The more specific the URL you put in, the more specific Technorati’s response will be. The major flaw is for sites that sometimes use the “www” prefix and sometimes do not – occasionally, Technorati sees that as two blogs. So it thinks that http://www.boingboing.net/ and http://boingboing.net are different, and you need to do two queries to get all the links. This is a tough problem, because there exist counterexamples of people who use different domain name prefixies to refer to different parts of their site, like http://alerts.sifry.com/, which simply redirect to http://www.sifry.com/alerts/
-Dave (david@sifry.com)
Boing Boing just posted a link to my disclaimer. Thanks, Cory!
Update: Manual::Override soon picked up the link – thanks Seek!
I was a little skeptical about TechnoRati, until I figured out that they don’t necessarily conflate different URLs on the same site. So I was typing in the wrong search string and getting nothing back.
Anyway, I’m now using them to check who’s linking to me. Let’s see how many other blogs pick this up, and what the effect on my site traffic will be. It’s been very stable for over a month.
Yesterday, I was rereading some of Robert Anton Wilson‘s Illuminati books, including “Right Where You Are Sitting Now”.

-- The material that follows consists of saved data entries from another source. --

PR #270, opened 2023-08-30
Fix clippy warnings

fjarri:
Fix a bunch of clippy warnings that are raised with Rust 1.72, but do not appear in CI which uses 1.65 for clippy. Makes it easier to run clippy during development. Clippy bumped to 1.72 in CI.

I decided to go with `#![allow(clippy::unwrap_used)]` for test submodules instead of replacing each `unwrap()` there with `expect()`.

### DIFF
--- a/src/boxed/uint/add.rs
+++ b/src/boxed/uint/add.rs
@@ -26,6 +26,7 @@ impl CheckedAdd<&BoxedUint> for BoxedUint {
 }
 
 #[cfg(test)]
+#[allow(clippy::unwrap_used)]
 mod tests {
     use super::{BoxedUint, CheckedAdd, Limb};
 
--- a/src/limb.rs
+++ b/src/limb.rs
@@ -1,8 +1,6 @@
 //! Big integers are represented as an array of smaller CPU word-size integers
 //! called "limbs".
 
-#![allow(clippy::derive_hash_xor_eq)]
-
 mod add;
 mod bit_and;
 mod bit_not;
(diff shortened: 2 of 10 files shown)


src/boxed/uint/add.rs
```diff
@@ -27,6 +27,8 @@ impl CheckedAdd<&BoxedUint> for BoxedUint {
 
 #[cfg(test)]
 mod tests {
+    #![allow(clippy::unwrap_used)]
```
tarcieri, line 30: Perhaps this way instead? (I find it a bit unusual to use `#!` on an inline module)

```suggestion
#[cfg(test)]
#[allow(clippy::unwrap_used)]
mod tests {
```

fjarri: I guess I wanted to create more of an "internal property" feeling. But no problem, I'll change it.

src/limb.rs
```diff
@@ -60,6 +58,8 @@ pub(crate) const HI_BIT: usize = Limb::BITS - 1;
 
 /// Big integers are represented as an array of smaller CPU word-size integers
 /// called "limbs".
+#[allow(renamed_and_removed_lints)]
+#[allow(clippy::derive_hash_xor_eq)] // renamed to `derived_hash_with_manual_eq` since 1.69
```
tarcieri, line 62: Perhaps just bump clippy?

fjarri: I'm not sure what's your policy on CI, currently clippy is run on 1.65 there.

fjarri: I mean, if you want to keep running clippy on MSRV, that's what we have to do.

tarcieri: It doesn't have to be MSRV. We can bump it to 1.72.

It's just pinned so it doesn't randomly break every time there's a new release.

fjarri: Ok, I'll bump it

This book was published in 1982. There are some great quotes, like:
By 1983, the computer industry will probably be the number one money-making industry in the world.
The major battle of the 1980s will be over the control of microprocessors. the techno-managerial elite, the ACLU and those scientists who are true to the spirit of science will unite to attempt to accelerate the flow of information with these marvelous great tools. All conspiracies, and scientists working for conspiracies, will attempt censorship, blockage, legal restrictions… how much freedom of electronic ‘speech’ we are allowed in the next ten years will determine whether conspiracy or the Bill of Rights is going to dominate our future.
RAW’s books are great fun and somewhat alarming if you take that sort of thing seriously, which I usually don’t. However, every now and then some sort of synchronicity happens; today, Cory Doctorow’s Boing Boing referred to the strange case of the scary vanishing logo of a certain government agency.
The eye-in-the-pyramid in that logo is, of course, the standard symbol used by RAW’s Illuminatis… one wonders who dreamed that one up; either a secret conspiracy buff, or someone completely naïve and uninformed about the implications. Either way, it’s scary.